Which lines in the records below contain the word "packages"? Return each of them.

Dataset entries
((

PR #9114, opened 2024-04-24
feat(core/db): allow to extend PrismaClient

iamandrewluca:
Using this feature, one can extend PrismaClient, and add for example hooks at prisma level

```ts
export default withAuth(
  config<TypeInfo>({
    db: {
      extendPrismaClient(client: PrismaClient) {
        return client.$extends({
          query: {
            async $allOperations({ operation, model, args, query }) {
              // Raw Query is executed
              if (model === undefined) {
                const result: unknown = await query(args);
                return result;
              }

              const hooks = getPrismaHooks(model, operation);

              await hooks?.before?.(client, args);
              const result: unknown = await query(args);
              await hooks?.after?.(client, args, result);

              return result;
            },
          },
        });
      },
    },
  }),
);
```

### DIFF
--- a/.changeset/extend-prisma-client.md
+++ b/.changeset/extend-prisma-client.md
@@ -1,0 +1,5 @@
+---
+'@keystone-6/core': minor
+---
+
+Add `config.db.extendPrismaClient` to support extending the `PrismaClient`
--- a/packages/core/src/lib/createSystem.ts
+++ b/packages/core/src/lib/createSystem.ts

))
((

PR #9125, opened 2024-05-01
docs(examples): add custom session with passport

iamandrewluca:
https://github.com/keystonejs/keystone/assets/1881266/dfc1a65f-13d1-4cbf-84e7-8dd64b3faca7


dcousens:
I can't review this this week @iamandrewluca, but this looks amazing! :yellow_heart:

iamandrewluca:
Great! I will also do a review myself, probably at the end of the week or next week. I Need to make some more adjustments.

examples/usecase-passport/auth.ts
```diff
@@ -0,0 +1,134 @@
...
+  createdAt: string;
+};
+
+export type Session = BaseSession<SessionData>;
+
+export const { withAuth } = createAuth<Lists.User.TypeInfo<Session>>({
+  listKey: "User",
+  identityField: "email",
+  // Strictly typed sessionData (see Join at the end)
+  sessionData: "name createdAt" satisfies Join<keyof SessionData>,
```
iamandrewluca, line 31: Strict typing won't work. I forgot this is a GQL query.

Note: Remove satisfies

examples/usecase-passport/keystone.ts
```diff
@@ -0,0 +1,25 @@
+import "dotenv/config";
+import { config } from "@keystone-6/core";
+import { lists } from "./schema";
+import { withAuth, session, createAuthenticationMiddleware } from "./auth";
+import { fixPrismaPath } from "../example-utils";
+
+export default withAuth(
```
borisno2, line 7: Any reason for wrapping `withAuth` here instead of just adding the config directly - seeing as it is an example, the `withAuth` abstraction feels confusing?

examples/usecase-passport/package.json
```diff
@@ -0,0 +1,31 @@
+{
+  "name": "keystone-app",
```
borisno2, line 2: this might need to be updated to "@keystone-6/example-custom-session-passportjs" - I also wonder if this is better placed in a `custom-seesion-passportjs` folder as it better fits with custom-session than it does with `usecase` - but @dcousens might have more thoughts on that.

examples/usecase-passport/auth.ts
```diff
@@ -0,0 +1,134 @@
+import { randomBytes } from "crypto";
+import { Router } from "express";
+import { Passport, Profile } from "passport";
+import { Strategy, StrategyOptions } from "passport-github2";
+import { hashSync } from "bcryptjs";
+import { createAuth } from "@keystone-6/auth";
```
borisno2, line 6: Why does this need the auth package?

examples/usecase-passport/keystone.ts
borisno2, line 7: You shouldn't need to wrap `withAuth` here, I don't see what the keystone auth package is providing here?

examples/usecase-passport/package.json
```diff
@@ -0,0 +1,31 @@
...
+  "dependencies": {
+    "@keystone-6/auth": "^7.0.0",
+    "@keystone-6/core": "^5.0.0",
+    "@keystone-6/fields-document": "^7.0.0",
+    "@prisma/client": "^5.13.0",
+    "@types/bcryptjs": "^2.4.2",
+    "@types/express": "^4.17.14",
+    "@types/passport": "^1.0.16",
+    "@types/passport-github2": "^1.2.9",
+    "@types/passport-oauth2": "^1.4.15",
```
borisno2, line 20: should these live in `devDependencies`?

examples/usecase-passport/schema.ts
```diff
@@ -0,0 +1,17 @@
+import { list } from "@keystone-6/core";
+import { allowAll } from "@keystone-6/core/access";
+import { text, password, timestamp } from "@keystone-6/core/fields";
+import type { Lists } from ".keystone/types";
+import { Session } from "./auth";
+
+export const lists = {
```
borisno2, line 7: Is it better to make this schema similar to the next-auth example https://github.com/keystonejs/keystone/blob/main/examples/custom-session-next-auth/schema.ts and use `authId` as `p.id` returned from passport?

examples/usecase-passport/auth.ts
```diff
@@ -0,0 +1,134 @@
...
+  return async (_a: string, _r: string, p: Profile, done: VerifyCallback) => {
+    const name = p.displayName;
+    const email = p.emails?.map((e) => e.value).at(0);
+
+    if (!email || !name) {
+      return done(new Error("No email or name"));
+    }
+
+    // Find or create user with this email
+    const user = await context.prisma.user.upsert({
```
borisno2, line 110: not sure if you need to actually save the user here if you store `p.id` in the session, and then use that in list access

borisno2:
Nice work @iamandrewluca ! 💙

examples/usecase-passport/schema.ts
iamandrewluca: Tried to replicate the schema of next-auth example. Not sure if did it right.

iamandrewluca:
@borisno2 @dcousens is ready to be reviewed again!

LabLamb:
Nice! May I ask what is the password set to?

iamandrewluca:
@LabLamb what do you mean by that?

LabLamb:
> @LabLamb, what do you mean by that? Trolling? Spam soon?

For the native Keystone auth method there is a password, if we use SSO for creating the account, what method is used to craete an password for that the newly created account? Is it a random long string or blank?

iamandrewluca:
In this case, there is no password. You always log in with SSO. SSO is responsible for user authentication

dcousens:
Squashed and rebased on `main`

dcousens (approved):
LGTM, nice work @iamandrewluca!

))
((

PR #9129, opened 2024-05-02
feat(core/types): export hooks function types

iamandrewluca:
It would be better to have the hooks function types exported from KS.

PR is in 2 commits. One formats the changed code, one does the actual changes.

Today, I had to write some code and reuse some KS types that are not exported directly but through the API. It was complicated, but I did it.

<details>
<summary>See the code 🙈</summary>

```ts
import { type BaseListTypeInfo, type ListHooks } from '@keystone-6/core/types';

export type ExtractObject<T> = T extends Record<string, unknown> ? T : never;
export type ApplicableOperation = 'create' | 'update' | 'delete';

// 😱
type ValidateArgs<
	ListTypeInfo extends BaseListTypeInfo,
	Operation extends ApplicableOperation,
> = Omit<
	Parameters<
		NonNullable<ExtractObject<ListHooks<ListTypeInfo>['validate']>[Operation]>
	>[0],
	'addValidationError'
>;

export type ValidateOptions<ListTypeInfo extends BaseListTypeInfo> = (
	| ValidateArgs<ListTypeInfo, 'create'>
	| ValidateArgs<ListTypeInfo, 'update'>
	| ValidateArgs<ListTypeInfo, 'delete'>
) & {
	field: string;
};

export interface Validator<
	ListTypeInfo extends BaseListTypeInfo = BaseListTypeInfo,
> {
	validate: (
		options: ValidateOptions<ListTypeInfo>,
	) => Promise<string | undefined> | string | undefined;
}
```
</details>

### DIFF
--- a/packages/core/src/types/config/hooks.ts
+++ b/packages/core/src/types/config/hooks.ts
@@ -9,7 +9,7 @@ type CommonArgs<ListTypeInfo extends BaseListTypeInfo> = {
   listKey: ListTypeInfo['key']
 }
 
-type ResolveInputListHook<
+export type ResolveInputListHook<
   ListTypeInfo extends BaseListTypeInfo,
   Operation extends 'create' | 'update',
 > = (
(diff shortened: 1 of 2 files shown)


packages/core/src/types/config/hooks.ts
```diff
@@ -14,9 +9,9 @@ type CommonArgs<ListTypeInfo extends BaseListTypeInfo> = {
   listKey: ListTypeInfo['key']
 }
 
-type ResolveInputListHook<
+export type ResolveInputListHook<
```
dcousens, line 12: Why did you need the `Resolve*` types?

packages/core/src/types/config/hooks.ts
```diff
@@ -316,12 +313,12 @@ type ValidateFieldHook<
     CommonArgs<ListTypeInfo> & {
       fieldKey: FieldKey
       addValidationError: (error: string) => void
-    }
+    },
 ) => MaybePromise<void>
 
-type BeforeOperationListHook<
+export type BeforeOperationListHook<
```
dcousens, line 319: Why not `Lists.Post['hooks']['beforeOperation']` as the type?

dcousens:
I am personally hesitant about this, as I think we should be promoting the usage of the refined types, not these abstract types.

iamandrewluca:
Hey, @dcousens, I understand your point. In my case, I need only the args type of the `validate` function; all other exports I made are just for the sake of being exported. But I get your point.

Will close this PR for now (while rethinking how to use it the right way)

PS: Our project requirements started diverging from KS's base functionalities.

))

*RESULT OF THIS TASK*
--- a/packages/core/src/lib/createSystem.ts
+++ b/packages/core/src/lib/createSystem.ts
--- a/packages/core/src/types/config/hooks.ts
+++ b/packages/core/src/types/config/hooks.ts
packages/core/src/types/config/hooks.ts
packages/core/src/types/config/hooks.ts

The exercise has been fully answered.